Comprehensive mutational scanning of a kinase in vivo reveals substrate-dependent fitness landscapes

Abstract

Deep mutational scanning has emerged as a promising tool for mapping sequence-activity relationships in proteins, ribonucleic acid and deoxyribonucleic acid. In this approach, diverse variants of a sequence of interest are first ranked according to their activities in a relevant assay, and this ranking is then used to infer the shape of the fitness landscape around the wild-type sequence. Little is currently known, however, about the degree to which such fitness landscapes are dependent on the specific assay conditions from which they are inferred. To explore this issue, we performed comprehensive single-substitution mutational scanning of APH(3')II, a Tn5 transposon-derived kinase that confers resistance to aminoglycoside antibiotics, in Escherichia coli under selection with each of six structurally diverse antibiotics at a range of inhibitory concentrations. We found that the resulting local fitness landscapes showed significant dependence on both antibiotic structure and concentration, and that this dependence can be exploited to guide protein engineering. Specifically, we found that differential analysis of fitness landscapes allowed us to generate synthetic APH(3')II variants with orthogonal substrate specificities.

Figure 1.

Overview of MITE. Oligonucleotides encoding all desired amino acid substitutions in a template open reading frame (ORF) are synthesized in two pools. The oligonucleotides in each pool are organized into non-overlapping tiles with shared 5′- and 3′-ends that facilitate selective PCR amplification. After amplification, each tile is inserted into a linearized expression vector that contains the remainder of the ORF using sequence- and ligation-independent cloning techniques.

Figure 2.

Mutational scanning of APH(3′)II using kanamycin selection. (a) Visual representation of the changes in abundance of each specific amino acid (ΔAA) at each position after selection at four different concentrations. The color in each matrix entry corresponds to the change relative to the input library. The known secondary structure of APH(3′)II is shown for reference, including alpha helices (gold), beta sheet strands (yellow) and beta hairpins (red; the first 10 residues are unstructured).

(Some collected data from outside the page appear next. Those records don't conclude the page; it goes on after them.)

PR #879, opened 2026-04-16
Move chunk_size to argument and retry_on_failure = TRUE

ldecicco-USGS:
After some testing, realized the "req_retry" function wasn't really doing much unless `retry_on_failure = TRUE` was set and `httr2::req_perform_iterative` needs to have `on_error = "return"` so that the retry actually gets triggered.

Additionally, moved the chunking argument to a top level argument.


ldecicco-USGS:
Also a lot of argument rejiggering to follow tidyverse design principles:
https://design.tidyverse.org/dots-after-required.html

R/construct_api_requests.R
```diff
@@ -74,9 +107,10 @@ construct_api_requests <- function(
...
     "time",
-    "limit",
     "begin_utc",
-    "end_utc"
+    "end_utc",
+    "limit",
+    "skipGeometry"
   )
 
   comma_params <- c(
```
jzemmels, line 116: Unrelated but a question: do you know if `hydrologic_unit_codes` from the monitoring-location endpoint is a single or comma parameter? I was just testing out passing a list of HUC8s in drpy, and I got an answer, but the count was way small and I don't even know what was actually used.

R/read_waterdata_parameter_codes.R
```diff
@@ -18,11 +18,16 @@
 #' Available options are:
 #' `r dataRetrieval:::get_properties_for_docs("parameter-codes", "parameter_code_id")`.
 #' The default (`NA`) will return all columns of the data.
+#' @param \dots Not used. Included to help differentiate official Water Data API arguments
```
jzemmels, line 21: I'm not sure what this means. Do you mean differentiate within the documentation file? Like a visual boundary between the API vs. dR-specific parameters?

R/get_ogc_data.R
```diff
@@ -179,3 +169,103 @@ switch_properties_id <- function(properties, id) {
...
+#' depth). Coordinates are assumed to be in crs 4326. The expected format is a numeric
+#' vector structured: c(xmin,ymin,xmax,ymax).
+#' Another way to think of it is c(Western-most longitude,
+#' Southern-most latitude, Eastern-most longitude, Northern-most longitude).
+#' @param skipGeometry This parameter can be used to skip response geometries for
+#' each feature. The returning object will be a data frame with no spatial
+#' information. The default `NA` will not specify the argument in the request.
+#'
+#' @keywords internal
+check_arguments_api <- function(bbox, skipGeometry, ...) {
```
jzemmels: What are the dots used for here?

R/read_waterdata_ratings.R
```diff
@@ -0,0 +1,168 @@
...
+#'
+#' bbox_query <- read_waterdata_ratings(bbox = bbox,
+#'                                      download_and_parse = FALSE)
+#' length(bbox_query)
+#' recent_query <- read_waterdata_ratings(bbox = bbox,
+#'                                        datetime = c(Sys.Date()-7, NA),
+#'                                        download_and_parse = FALSE)
+#' length(recent_query)
+#'}
+read_waterdata_ratings <- function(
```
jzemmels, line 77: I accidentally ran this while at the API limit and got back the following output:

```r
trying URL '[https://api.waterdata.usgs.gov/stac-files/ratings/USGS.01104475.exsa.rdb](vscode-file://vscode-app/c:/Users/jzemmels/AppData/Local/Programs/Positron/resources/app/out/vs/code/electron-browser/workbench/workbench.html#)'
Warning message:
In utils::download.file(url = url, destfile = full_file_path) :
  cannot open URL '[https://api.waterdata.usgs.gov/stac-files/ratings/USGS.01104475.exsa.rdb](vscode-file://vscode-app/c:/Users/jzemmels/AppData/Local/Programs/Positron/resources/app/out/vs/code/electron-browser/workbench/workbench.html#)': HTTP status was '429 Unknown Error'
```

Do we want the retry and print functionality to extend to this function as well?

R/read_waterdata_ratings.R
```diff
@@ -0,0 +1,168 @@
...
+#' @param \dots Not used.
+#' @param limit Limits the number of results that are included in each page of
+#' the response (capped at the default 10,000).
+#' @param download_and_parse Logical to define whether or not to download, parse,
+#' and return a list of data frames with rating curve data (`TRUE`), or to return
+#' just a list of available rating curve files (`FALSE`). Default is `TRUE`.
+#' @export
+#' @inherit read_waterdata_continuous details
+#'
+#' @return List of data frames which contain the requested rating curves.
```
jzemmels, line 41: Is a list and those column names the expected output from users? Do you think users would prefer a row-bound, "tidy" data frame with an extra column indicating the site ID? I'm not saying I'd prefer the tidy format, just wondering what a user would expect.

R/read_waterdata_ratings.R
```diff
@@ -0,0 +1,168 @@
...
+
+download_convert <- function(feature, file_path, file_type) {
+  links <- feature$links
+  id <- feature$id
+  url <- feature$assets$data$href
+
+  if (any(sapply(file_type, function(x) grepl(x, url)))) {
+    full_file_path <- file.path(file_path, id)
+    utils::download.file(url = url, destfile = full_file_path)
+    rating <- dataRetrieval::importRDB1(full_file_path)
```
jzemmels:
```suggestion
    rating <- importRDB1(full_file_path)
```

jzemmels (commented):
These updates look good. I have a few comments and questions, but nothing major. I ran check() locally and didn't see anything worrisome.

R/read_waterdata_parameter_codes.R
ldecicco-USGS: Riffing off tidyverse's design principle:
https://design.tidyverse.org/dots-after-required.html

The idea is that the arguments after the ...'s are something rarely used and this requires that the users would specifically name them. Granted, in our functions, users mostly need to name the args anyway since there are so many (and no one should be defining ALL the arguments), but essentially the answer is yes - it's a good visual way to differentiate what are queries used in the API, and what we use outside the API (and therefore what users should either not mess with too often, and if they do they should understand what they're doing)

I also put "limit" in the dR-specific because it falls more into the category that users should rarely need to mess with it and it's confusing. They might think if they set the limit=10 they will only get 10 results, but it actually means they'll get 10 per page....so in that regard, since dR does automatic page walking.

R/construct_api_requests.R
ldecicco-USGS: When I last asked about that, huc's were not going to be comma parameters "any time soon" (so maybe someday?).

Remember HUCs are tricky. Our sites have a many combination of number of digits. So I think the issue was if you asked for c("012345", "012346"), you would only get those 2 HUCs, even if there were tons of sites with "01234567" and "01234678" for instance.

In dataRetrieval we send the HUC requests to a POST and that allows us to take advantage of the work the API developers put in to make HUCs special so that it really is going is as c("012345%", "012346%")

R/read_waterdata_parameter_codes.R
jzemmels: Ahh, I understand. Thanks for clarifying

R/get_ogc_data.R
ldecicco-USGS: nothing, pulling them out now...

R/read_waterdata_ratings.R
ldecicco-USGS: good catch! I'll see if it acts the same way in the header as the ogc stuff

R/read_waterdata_ratings.R
ldecicco-USGS: The issue is that there is a lot of important information hidden in the "comment" attribute. So somehow we'd need to bundle that information in as well. On the other hand, the list means that each data frame acts the same as the traditional 1 site returned from `readNWISrating`.

R/read_waterdata_ratings.R
ldecicco-USGS: Well, the headers look the same for the request, but the download.file is outside httr2, so it won't be trivial to use something like the `httr2::req_error(body = error_body)` that we use with the APIs

ldecicco-USGS: Nevermind, got the download working with httr2 instead of the base download.file.

R/construct_api_requests.R
ldecicco-USGS: Oh wait! I forgot I set up the huc POST stuff specifically:
https://github.com/DOI-USGS/dataRetrieval/blob/develop/R/construct_api_requests.R#L498

PR #888, opened 2026-05-01
Peaks and Ratings

ldecicco-USGS:
Also commenting out any NWIS or WQP examples. 

Removed moving average vignette because HASP is superior.

Removed old stat vignette because new stat service is superior (we were thinking about keeping it up because it shows how to make maps but we have that in the waterdata API article and tutorials).


R/construct_api_requests.R
```diff
@@ -370,38 +370,57 @@ switch_arg_id <- function(ls, id_name, service) {
...
 #' end <- Sys.Date()
 #' dataRetrieval:::format_api_dates(c(start, end), date = TRUE)
+#'
+#' # This is a problem because the first value forces the
+#' # vector to be numeric, and then we don't really
+#' # know if the 2nd value is a Date (number of days since 1970)
+#' # or if it's a date/time (number of seconds..)
+#' half_range <- c(NA, as.Date("2025-01-01"))
+#' # Will error:
+#' #dataRetrieval:::format_api_dates(half_range, date = FALSE)
```
jzemmels, line 380: This didn't error for me, but it did appear to interpret as a numeric timestamp, meaning I got `"../1970-01-01T05:34:49Z"` as output

R/construct_api_requests.R
```diff
@@ -370,38 +370,57 @@ switch_arg_id <- function(ls, id_name, service) {
...
   if (length(datetime) > 2) {
     stop("datetime should only include 1-2 values")
   }
 
+  if (is.numeric(datetime)) {
+    # Until we can figure out a way to know if the
+    # original input was suppose to be Date or Posix
+    # We can't determine what the user meant.
+    stop(
+      "A time query was entered as numeric. This could lead to errors.
```
jzemmels, line 403: The only way I can think to do this would be to check the expression passed within the function call, but that gets into `substitute` and related territory that I know we want to avoid. Otherwise, the function could change to accept separate `date_start`/`end` arguments or a list instead of a vector. I can't think of other ways.

R/read_waterdata_peaks.R
```diff
@@ -0,0 +1,81 @@
...
+#'                data_type = "Peaks",
+#'                parameter_code = "00060")
+#'
+#'
+#' dv_data_sf <- read_waterdata_peaks(
+#'                monitoring_location_id = wi_peaks$monitoring_location_id[1],
+#'                parameter_code = "00060")
+#'
+#' }
+read_waterdata_peaks <- function(
```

The highly deleterious effect of proline substitutions, which impose unique structural constraints, stand out at low concentrations. (b) Projections of the observed changes in the abundance of mutant amino acids (ΔMut) onto a crystal structure of APH(‘3)II in complex with kanamycin (PDB accession: 1ND4). Numerical values are provided in Supplementary Data 2.

Figure 3.

Identification of specificity-determining residues in APH(3′)II. (a–e) The positions of substitutions that are specifically tolerated (+) or depleted (−) under selection with the indicated aminoglycoside relative to selection with kanamycin are shown in red. The identities of the substitutions are listed in Supplementary Tables S1 and S2. Arrows indicate a rotation of the structure. (f) Specificity toward the indicated aminoglycoside for pairs of synthetic enzyme variants designed to favor (+) or disfavor (−) this substrate over kanamycin, relative to that of WT APH(3′)II. Bars show the medians and error bars show the ranges observed over 2–3 independent cultures, bounded by the resolution of the assay (2-fold dilutions; see also Supplementary Table S2). The variant predicted to favor kanamycin over amikacin (Ami.−) showed minimal activity on both substrates. (g) Optical density in Escherichia coli cultures transformed with WT APH(3′)II or synthetic variants designed to specifically favor paromomycin (Paro+) or kanamycin (Paro−), after selection with each of these two aminoglycosides.